The NBA is investigating the Milwaukee Bucks over a four-year, $64 million contract extension given to guard Gary Trent Jr., as first reported by BroBible. A league spokesperson confirmed to Shams Charania that the NBA is examining whether the deal was used to get around the salary cap rules laid out in the collective bargaining agreement. The suspicion centers on whether the Bucks may have quietly agreed to overpay Trent later in exchange for him accepting a lower salary in past seasons.
Milwaukee had been operating deep in the luxury tax apron while carrying large contracts for Giannis Antetokounmpo and Damian Lillard, which limited how the team could build out the rest of its roster. Trent originally joined the Bucks on a league-minimum salary of $2.6 million in 2024 because of those financial constraints. Signing him to a fully guaranteed four-year extension worth $64 million, which ranks as the eighth-highest total contract of this free agency period, has drawn scrutiny given that gap.
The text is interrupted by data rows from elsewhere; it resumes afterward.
PR #13928, opened 2021-12-28
Enhance package version upgrade check logic

rfan1:
We have already had a good function to compare package version,
which is much better than simple string comparing. so enhance
our test code for the existing test modules

- Related ticket: https://progress.opensuse.org/issues/104355
- Needles: n/a
- Verification run: 
https://openqa.suse.de/tests/7918770
https://openqa.suse.de/tests/7918771
https://openqa.suse.de/tests/7918772
https://openqa.suse.de/tests/7918773

Fail the case rather than record_soft_failure:
https://openqa.suse.de/tests/7918501#step/version_check/14

### DIFF
--- a/lib/utils.pm
+++ b/lib/utils.pm
@@ -11,7 +11,7 @@ use warnings;
 use testapi qw(is_serial_terminal :DEFAULT);
 use lockapi 'mutex_wait';
 use mm_network;
-use version_utils qw(is_microos is_leap is_sle is_sle12_hdd_in_upgrade is_storage_ng is_jeos);
+use version_utils qw(is_microos is_leap is_sle is_sle12_hdd_in_upgrade is_storage_ng is_jeos package_version_cmp);
 use Utils::Architectures;
 use Utils::Systemd qw(systemctl disable_and_stop_service);
 use Utils::Backends;
@@ -90,6 +90,7 @@ our @EXPORT = qw(
   permit_root_ssh
   permit_root_ssh_in_sol
   cleanup_disk_space
+  package_upgrade_check
 );
 
 =head1 SYNOPSIS
@@ -2071,6 +2072,35 @@ sub cleanup_disk_space {
 
     # set the snapshot number to 5-10
     assert_script_run('snapper -croot set-config NUMBER_LIMIT=5-10');
+}
+
+
+=head2 package_upgrade_check
+    package_upgrade_check();
+
+This function is used for checking if the package
+is upgraded to the required version
+
+Sample config of parameter of the function below:
+my $pkg_list = {ibmtss => '1.6.0'};
+here, 'libmtss' is the package name, and '1.6.0'
+is target version which needs to be upgrated to
+
+=cut
+
+sub package_upgrade_check {
+    my ($pkg_list, $fail_flag) = @_;
+    foreach my $pkg_name (keys %$pkg_list) {
+        my $current_ver = script_output("rpm -q --qf '%{version}\n' $pkg_name");
+        record_info("Package $pkg_name version", "Current version is $current_ver, target version is $pkg_list->{$pkg_name}");
+        next if (package_version_cmp($current_ver, $pkg_list->{$pkg_name}) >= 0);
+        if ($fail_flag) {
+            die "Error: package $pkg_name is not upgraded yet, please check with developer";
+        }
+        else {
+            record_soft_failure "Warning: package $pkg_name is not upgraded yet";
+        }
+    }
 }
 
 1;
--- a/tests/security/ibmtss/version_check.pm
+++ b/tests/security/ibmtss/version_check.pm
@@ -10,17 +10,16 @@ use base 'opensusebasetest';
 use strict;
 use warnings;
 use testapi;
-use utils 'zypper_call';
+use utils qw(zypper_call package_upgrade_check);
 
 sub run {
     my $self = shift;
     $self->select_serial_terminal;
 
-    zypper_call('in ibmtss');
-    my $tagert_ver = '1.6.0';
-    my $current_ver = script_output("rpm -q --qf '%{version}\n' ibmtss");
-    record_info("Current ibmtss package version is $current_ver, target version is $tagert_ver");
-    die 'The package version is not updated yet, please check with developer' if ($current_ver lt $tagert_ver);
+    # Version check
+    my $pkg_list = {ibmtss => '1.6.0'};
+    zypper_call("in " . join(' ', keys %$pkg_list));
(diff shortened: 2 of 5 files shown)


lilyeyes:
I remember you would like to add this function into lib/utils.pm, am I correct?

rfan1:
> I remember you would like to add this function into lib/utils.pm, am I correct?

Good comment, I am not sure it is good enough to add it, to, any suggestion?

lilyeyes:
> > I remember you would like to add this function into lib/utils.pm, am I correct?
> 
> Good comment, I am not sure it is good enough to add it, to, any suggestion?

It is good.

tests/security/ibmtss/version_check.pm
```diff
@@ -11,16 +11,16 @@ use strict;
...
 
-    zypper_call('in ibmtss');
-    my $tagert_ver = '1.6.0';
-    my $current_ver = script_output("rpm -q --qf '%{version}\n' ibmtss");
-    record_info("Current ibmtss package version is $current_ver, target version is $tagert_ver");
-    die 'The package version is not updated yet, please check with developer' if ($current_ver lt $tagert_ver);
+    # Version check
+    my $pkg_list = {ibmtss => '1.6.0'};
+    zypper_call("in " . join(' ', keys %$pkg_list));
+    package_upgrade_check($pkg_list);
```
Amrysliu, line 23: According to the previous expected result, when package version is less than the target version, the test will exit with fail. But now it only record a soft failure.  fail should be better?

rfan1: Softfail should be better then exit the test here, most of time we will still have function test after pkg version check. then we may have more test coverage in this case.
As we discussed, currently, we don't have many requirements for failing the test there if pkg version is not updated yet. so I didn't add a new parameter to set it

rfan1:
> > > I remember you would like to add this function into lib/utils.pm, am I correct?
> > 
> > 
> > Good comment, I am not sure it is good enough to add it, to, any suggestion?
> 
> It is good enough IMO.
Done

lilyeyes (approved):
lgtm

lib/utils.pm
```diff
@@ -2073,4 +2074,27 @@ sub cleanup_disk_space {
...
 }
 
+
+=head2 package_upgrade_check
+    package_upgrade_check();
+
+This function is used for checking if the package
+is upgraded to the required version.
+
+Sample config of paramter of the function below:
```
jouyingbin, line 2084: typo: paramter

rfan1: Thanks, done

jouyingbin:
Looks like `zypper_call("in " . join(' ', keys %$pkg_list));` is necessary before  `package_upgrade_check($pkg_list);` in every cases.
Why not merge  `zypper_call("in " . join(' ', keys %$pkg_list));` into the package_upgrade_check() function?

chcao (approved):
LGTM

rfan1:
> Looks like `zypper_call("in " . join(' ', keys %$pkg_list));` is necessary before `package_upgrade_check($pkg_list);` in every cases. Why not merge `zypper_call("in " . join(' ', keys %$pkg_list));` into the package_upgrade_check() function?

Good comments, my original plan was adding zypper install into this function. however, it was not a common way to install the packages for all scenarios [for some packages, they are installed by default]. it may introduce "not needed steps" there.

As discussed with Xiaojing, I moved out the zypper installation command to fit more scenarios

jouyingbin:
> > Looks like `zypper_call("in " . join(' ', keys %$pkg_list));` is necessary before `package_upgrade_check($pkg_list);` in every cases. Why not merge `zypper_call("in " . join(' ', keys %$pkg_list));` into the package_upgrade_check() function?
> 
> Good comments, my original plan was adding zypper install into this function. however, it was not a common way to install the packages for all scenarios [for some packages, they are installed by default]. it may introduce "not needed steps" there.
> 
> As discussed with Xiaojing, I moved out the zypper installation command to fit more scenarios

OKay I got it, it means the zipper call install will be a option, if we met some package which are installed by default, we can skip it like this,
```
   my $pkg_list = {ibmtss => '1.6.0'};
   package_upgrade_check($pkg_list);
```
Agree with you.
LGTM.

jouyingbin (approved):

lib/utils.pm
```diff
@@ -2073,4 +2074,32 @@ sub cleanup_disk_space {
...
+
+Sample config of parameter of the function below:
+my $pkg_list = {ibmtss => '1.6.0'};
+here, 'libmtss' is the package name, and '1.6.0'
+is target version which needs to be upgrated to
+
+=cut
+
+sub package_upgrade_check {
+    my ($pkg_list, $fail_flag) = @_;
```
lilyeyes, line 2092: No default value for $fail_flag.

rfan1: If we don't define a value, it should be null, correct? then we will not need to check it.

Please share me some light if any suggest code changes?

lilyeyes: > If we don't define a value, it should be null, correct? then we will not need to check it.
> 
> Please share me some light if any suggest code changes?

You are correct, the code is OK too.

rfan1: Thanks Lili, then let me keep the current logic

lib/utils.pm
```diff
@@ -2073,4 +2074,32 @@ sub cleanup_disk_space {
...
+        record_info("Package $pkg_name version", "Current version is $current_ver, target version is $pkg_list->{$pkg_name}");
+        if ($fail_flag) {
+            die "Error: package $pkg_name is not upgraded yet" if (package_version_cmp($current_ver, $pkg_list->{$pkg_name}) < 0);
+        }
+        else {
+            record_soft_failure "Warning: package $pkg_name is not upgraded yet" if (package_version_cmp($current_ver, $pkg_list->{$pkg_name}) < 0);
+        }
+    }
+}
+
```
Amrysliu, line 2104: suggest to change:
```
        my $current_ver = script_output("rpm -q --qf '%{version}\n' $pkg_name");
        record_info("Package $pkg_name version", "Current version is $current_ver, target version is $pkg_list->{$pkg_name}");
        return undef if (package_version_cmp($current_ver, $pkg_list->{$pkg_name}) >= 0);
        if ($fail_flag) {
            die "Error: package $pkg_name is not upgraded yet";
        } else {
              record_soft_failure "Warning: package $pkg_name is not upgraded yet";
        }
```

rfan1: Nice comments!

Amrysliu (approved):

Trent’s production fell off considerably last season. He played his fewest minutes per game since his rookie year, averaging 8.1 points while shooting 38.7% from the field. Rules against circumvention are laid out in Article 13 of the league’s collective bargaining agreement, which prohibits teams from making undisclosed agreements or promises that would defeat the purpose of the salary cap.
Milwaukee’s tight cap situation is fueling questions about the timing of the deal
The theory under review is whether an informal understanding was reached, either when Trent first signed for the minimum in 2024 or during this year’s extension process, promising him a larger payday down the line in exchange for staying on the roster during the team’s tax crunch. General manager Jon Horst has overseen a run of team-friendly deals for other returning players this offseason, a pattern that took shape as Milwaukee reshuffled its backcourt following Lillard’s departure, including the emergence of Ryan Rollins as a secret weapon.
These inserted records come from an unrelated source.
PR #13929, opened 2021-12-28
xfstests: Shorter label to stable under stress

SeroSun:
xfstests in openqa has a strategy to kill test when it timeout to avoid hanging case. But recently it kill some unnecessary case especially in case their label not match because of under heavy stress in serial. This PR try to enhance this scenario.
- Shorter heartbeat label "heartbeat" to "h", done label "done" to "d"
- Match only first two words in label when checking test not finish to minimal the checking point to make test not stop before timeout

- Verification run:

League precedent for this kind of case dates back to 2000, when the Minnesota Timberwolves lost five first-round draft picks and had a contract voided after a similar circumvention finding involving forward Joe Smith. Depending on what investigators find, the NBA can now impose fines of up to $7.5 million, force the forfeiture of draft picks, void the contract in question, and suspend team personnel found to have willfully violated the rules.
The league has the authority to request tax documents and other financial records to determine whether any compensation or promises exist outside what was submitted in Trent’s official contract. Scrutiny over financial arrangements in professional sports has surfaced elsewhere recently too, including after FIFA’s gift-value rules prompted Mexico’s national soccer team to return a set of watches gifted by an online personality.
The Bucks have not issued a public statement addressing the investigation, and Trent has not commented on the matter. The league has not indicated a timeline for when its review will conclude.